Wednesday, June 15, 2005

Sued Samsung, Rambus did

Rambus today (6/15/05) in a filing with the SEC announced that it has added Samsung as a defendant in its antitrust litigation.

Rambus filed an antitrust lawsuit in California Superior Court in San Francisco in April of 2004, alleging Hynix Semiconductor, Infineon Technologies, Micron Technology and Siemens AG engaged in a concerted and unlawful effort to eliminate competition and stifle innovation in the market for computer memory technology and computer memory chips.

In the April 2004 press release, Rambus stated in part:

The 36-page complaint filed today relies in substantial part on evidence obtained through a Federal Trade Commission proceeding and asserts four causes of action:

Conspiracy to restrict output and fix prices in violation of the Cartwright Act;

Conspiracy to monopolize in violation of the Cartwright Act;

Intentional interference with prospective economic advantage; and

Unfair competition in violation of California Business and Professions Code Section 17200.
In February 2005, Rambus announced that it had successfully defended its desired venue in San Francisco, California, against the objections of the defendants.

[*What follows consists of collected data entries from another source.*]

PR #1426, opened 2019-12-15
[INFRA] some cmake maintenance 

marehr:
Handle `CMAKE_REQUIRED_QUIET` like most other `FindMyModule.cmake` do and follow naming scheme used in cmake.

### DIFF
--- a/build_system/seqan3-config.cmake
+++ b/build_system/seqan3-config.cmake
@@ -214,7 +214,7 @@ option (SEQAN3_NO_BZIP2 "Don't use BZip2, even if present." OFF)
 # Require C++17
 # ----------------------------------------------------------------------------
 
-set (CMAKE_REQUIRED_FLAGS_ORIGINAL ${CMAKE_REQUIRED_FLAGS})
+set (CMAKE_REQUIRED_FLAGS_SAVE ${CMAKE_REQUIRED_FLAGS})
 
 set (CXXSTD_TEST_SOURCE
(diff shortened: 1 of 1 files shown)


build_system/seqan3-config.cmake
```diff
@@ -238,7 +241,7 @@ option (SEQAN3_NO_BZIP2 "Don't use BZip2, even if present." OFF)
 # Require C++17
 # ----------------------------------------------------------------------------
 
-set (CMAKE_REQUIRED_FLAGS_ORIGINAL ${CMAKE_REQUIRED_FLAGS})
+set (CMAKE_REQUIRED_FLAGS_SAVE ${CMAKE_REQUIRED_FLAGS})
```
rrahn: Why this change? I am afraid, I can't completely follow your intent here?!

marehr: > Handle `CMAKE_REQUIRED_QUIET` like most other `FindMyModule.cmake` do and ***follow naming scheme used in cmake***.

If you look into cmake modules, you see that the naming uses `_SAVE` if you save the previous content of a variable to restore it later.

See for example https://github.com/Kitware/CMake/blob/512ab500f06d6c645985cc8014c5e6291b9a059f/Modules/CMakeBackwardCompatibilityCXX.cmake#L40

I thought maybe of using the same terminology but I can revert it if it is not understandable

rrahn: ok. I don't mind

PR #1445, opened 2019-12-19
[FEATURE] Search result range

### LINKED ISSUE #1435: [Search] `search()` should lazily generate results
**Level 1 - Easy**

Make `search()` return a range where:
* `operator++` may fetch new results
* `operator*` returns the cached result
* `begin()` fetches result if there is none

See alignment code: https://github.com/seqan/seqan3/blob/master/include/seqan3/alignment/pairwise/alignment_range.hpp
Depends on `search_result` task

- [ ]  Implement the range that models input_range_concept
- [ ] add tests for the range with mocked search results
- [ ] add documentation

rrahn:
fixes #1435 

This implements already the lazy range for the search results. 
The tutorials were only fixed for snippet tests. The entire documentation must be updated after the result type and this range are merged. 
Also the tests must be touched and merged to work with the alignment result.


test/unit/search/search_collection_test.cpp
```diff
@@ -18,20 +18,26 @@ using namespace seqan3;
 using namespace seqan3::search_cfg;
 using namespace std::string_literals;
 
-template <typename T>
+template <typename index_t>
 class search_test : public ::testing::Test
 {
 public:
+    using collection_res_t = std::pair<typename index_t::size_type, typename index_t::size_type>;
```
marehr:
```suggestion
    using collection_result_t = std::pair<typename index_t::size_type, typename index_t::size_type>;
```

test/unit/search/search_collection_test.cpp
```diff
@@ -18,20 +18,26 @@ using namespace seqan3;
...
-    T index{text};
+    index_t index{text};
 };
 
-template <typename T>
+template <typename index_t>
 class search_string_test : public ::testing::Test
 {
 public:
+    using collection_res_t = std::pair<typename index_t::size_type, typename index_t::size_type>;
```
marehr:
```suggestion
    using collection_result_t = std::pair<typename index_t::size_type, typename index_t::size_type>;
```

In March 2005, Rambus dismissed Infineon and Siemens, AG, as defendants in the antitrust litigation. (Cut a deal, Rambus did.)

In April 2005, the court overruled a joint demurrer by the defendants seeking a dismissal of Rambus' complaint.

Rambus adding Samsung to its antitrust litigation capped a flurry of recent Samsung related activity which publicly began when Rambus announced that Samsung was in breach of its licensing agreement and filed a lawsuit against Samsung for patent infringement in the U.S. District Court for the Northern District of California regarding SDRAM and DDR DRAM memory types as a well as controllers that work with those memory types.

Concurrently, Rambus amended a previously filed lawsuit to include Samsung as a defendant for patent infringement in the U.S. District Court for the Northern District of California regarding DDR2 memory devices and GDDR2 and GDDR3 graphics memory devices. Other defendants include: Hynix, Nanya Technology, and Inotera Memories.

Samsung, hoping to find a friendly court, filed (6/7/05) a suit against Rambus in the Eastern District of Virginia seeking a declaration of invalidity of the four Rambus patents previously at issue in the Eastern District of Virginia in Rambus' now-settled litigation with Infineon Technologies AG. In a SEC filing, Rambus states :

. . . the Samsung suit also challenges the enforceability of the four Rambus patents on grounds that Rambus allegedly spoliated relevant documents and misused information from JEDEC, a standards setting organization for the solid state industry.

Rambus believes it has the goods on Samsung (and others) in part due to the U.S. Department of Justice's (DOJ) investigation of a conspiracy by certain members of the DRAM industry to fix RDRAM prices and eliminate competition. Hynix as part of a plea agreement with the DOJ has agreed to cooperate in the DOJ's ongoing investigation. Rambus has been provided some documents produced by Hynix and Micron in the DOJ investigation.

Hat tip to several members of the Pinehurst Thread who have provided me with a plethora of Rambus / Samsung related links to SEC filings, press releases, litigation documents and articles . . . that have been stacking up in my email folders crying to be read.